OPINIONWellness

For Those Having Trouble Sticking With a Flexitarian Diet

First the nicotine patch, now a bacon patch?

The Lempert Report

Strong Roots, an Irish vegetarian frozen food brand, has teamed up with our friend Oxford professor Charles Spence to develop an adhesive patch—similar concept as a nicotine patch—that claims to help curb cravings for bacon. 

Unlike a nicotine patch, which releases nicotine via transdermal means, the Strong Roots “meat patch” simply releases the odor of bacon after being scratched by the wearer. A next generation of scratch and sniff, I suppose.

“Our sense of smell is strongly connected to our ability to taste; therefore, experiencing food related cues such as smelling a bacon aroma can lead us to imagine the act of eating that food,” says Spence. “Imagine eating enough bacon and you might find yourself sated."
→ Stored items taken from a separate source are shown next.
PR #3533, opened 2020-09-10
refactor(cli): config refactor

dwieeb:
- `Config` class replaced with a function that returns a readonly object
- deleted unused properties
- `resolveNode` now just uses `require.resolve` with most statements changed to resolve to root of packages using each package's `package.json`


dwieeb:
@ptitjes Would you be able to review/test the changes around `resolveNode`? It is possible to use `require.resolve` if we use `<pkg>/package.json` as the resolving point for the root of a package. It also works for resolving any JS files within the package. My biggest concern is with `getFilePath`. Do you remember why this is using `resolveNode`? The function seems to be for joining paths of non-JS files within a plugin's directory. I don't understand why the code within the `path.startsWith('node_modules')` if-block is necessary.

cli/src/config.ts
```diff
@@ -1,354 +1,156 @@
...
+  const platformDir = resolve(rootDir, name);
+  const webDir = 'public';
+  const nativeProjectName = 'App';
+  const templateName = 'ios-template';
+  const pluginsFolderName = 'capacitor-cordova-ios-plugins';
+
+  return {
+    name,
     minVersion: '11.0',
     cordovaSwiftVersion: '5.0',
```
jcesarmobile, line 115:
```suggestion
    cordovaSwiftVersion: '5.1',
```
We updated the Capacitor version to 5.1, so this one should be probably updated too

jcesarmobile (commented):
Added a minor comment.

Also, the way for users to configure the android studio path was `windowsAndroidStudioPath` and `linuxAndroidStudioPath`. The PR seems to remove those config options (so breaking change? should be documented?).
In open.ts it's still mentioned that you should use them, so texts should be updated for the new way of configuring them.

And in `capacitor.config.json` the plugins object appears the first one, since it can grow a lot if users add a lot of configurations, the other values would be hard to find, probably better to print the plugins object the last

dwieeb:
I didn't mean to break the Android Studio path stuff at this time, so I fixed it. But I think we should change it before the final release.

Fixed the `plugins` appearing first in some cases. 👍

cli/src/common.ts
```diff
@@ -222,47 +206,28 @@ export function buildXmlElement(configElement: any, rootName: string): string {
...
+    };
+  }
 
-  // Store our newly created or found external config as the default
-  config.loadExternalConfig();
+  await writeJSON(
+    config.app.extConfigFilePath,
+    {
+      ...oldConfig,
+      ...extConfig,
```
jcesarmobile, line 227: It's still showing the plugins first because on first execution oldConfig is empty and just adds the plugin entry to it
```suggestion
      ...extConfig,
      ...oldConfig,
```

dwieeb: Unfortunately we want `extConfig` to overwrite keys on `oldConfig`, so this suggestion won't work

jcesarmobile (approved):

The scratch-and-sniff patches, which are in a trial phase, are aimed at folks interested in experimenting with a plant-based diet, said Samuel Dennigan, the founder of Strong Roots. “Brits keen to adopt a vegetarian diet are about to get scientifically proven help to wean them off their love of meat,” he claims.  
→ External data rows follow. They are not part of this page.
PR #3539, opened 2020-09-10
chore: integrate ESLint

dwieeb:
(almost) seamless Prettier + [ESLint](https://eslint.org/) integration using [`@ionic/eslint-config`](https://github.com/ionic-team/eslint-config)

[These lines](https://github.com/ionic-team/eslint-config/blob/main/index.js#L9-L10) disable the rules that conflict with Prettier. ~For new projects, we could also distribute a "recommended" set of lint rules as opposed to just the base set that this PR is using (see https://github.com/ionic-team/eslint-config/issues/1).~ (now using recommended rule set)

Notice the built-in support for GitHub Action annotations 😮


cli/src/ios/update.ts
```diff
@@ -96,7 +96,7 @@ export async function updatePodfile(
   const podfileLockPath = join(projectRoot, 'Podfile.lock');
   let podfileContent = await readFileAsync(podfilePath, 'utf8');
   podfileContent = podfileContent.replace(
-    /(Automatic Capacitor Pod dependencies, do not delete)[\s\S]*(# Do not delete)/,
+    /(Automatic Capacitor Pod dependencies, do not delete)[\s\S]*(# Do not delete)/,
```
dwieeb, line 99: @jcesarmobile I noticed the [no-irregular-whitespace](https://eslint.org/docs/rules/no-irregular-whitespace) rule triggered for this space. Was it intentional to not use a normal space here?

I believe this change will have downstream effects when the podfile is regenerated in users' apps. (They'll see a git difference, which is probably fine.)

jcesarmobile: I don't think it was intentional nor know how to create an "irregular" whitespace, but does the replace still work if you change it?

jcesarmobile: Since it's next to the # I guess I pressed the space bar while still holding alt key when I added that line in the Podfile, and then I copied from the Podfile to the update.ts

cli/src/ios/update.ts
```diff
@@ -96,8 +96,8 @@ export async function updatePodfile(
   const podfileLockPath = join(projectRoot, 'Podfile.lock');
   let podfileContent = await readFileAsync(podfilePath, 'utf8');
   podfileContent = podfileContent.replace(
-    /(Automatic Capacitor Pod dependencies, do not delete)[\s\S]*(# Do not delete)/,
-    '$1' + dependenciesContent + '\n  $2',
+    /(def capacitor_pods)[\s\S]+?(\nend)/,
+    `$1\n  # Autogenerated by Capacitor--DO NOT DELETE${dependenciesContent}\n  # DO NOT DELETE$2`,
```
dwieeb, line 100: @jcesarmobile Here's what I ended up doing. Now it replaces the content of the entire block. I think this is okay?

jcesarmobile (approved):

PR #3542, opened 2020-09-11
chore: Add request code for Share plugin

jcesarmobile:
I need a new request code for Share plugin, since we have all other plugin codes listed here I think it makes sense to add this new code.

The Telegraph interviewed Graham Innes, a meat eater from England, who stated that he had no confidence in the psychology behind the idea.

“I’m not going to be satisfied with a cheese sandwich when I can smell bacon coming from the patch—it might work for some, but it would never work for me,” he said. “If I can smell bacon, I’ll want to eat bacon. It’s very simple.”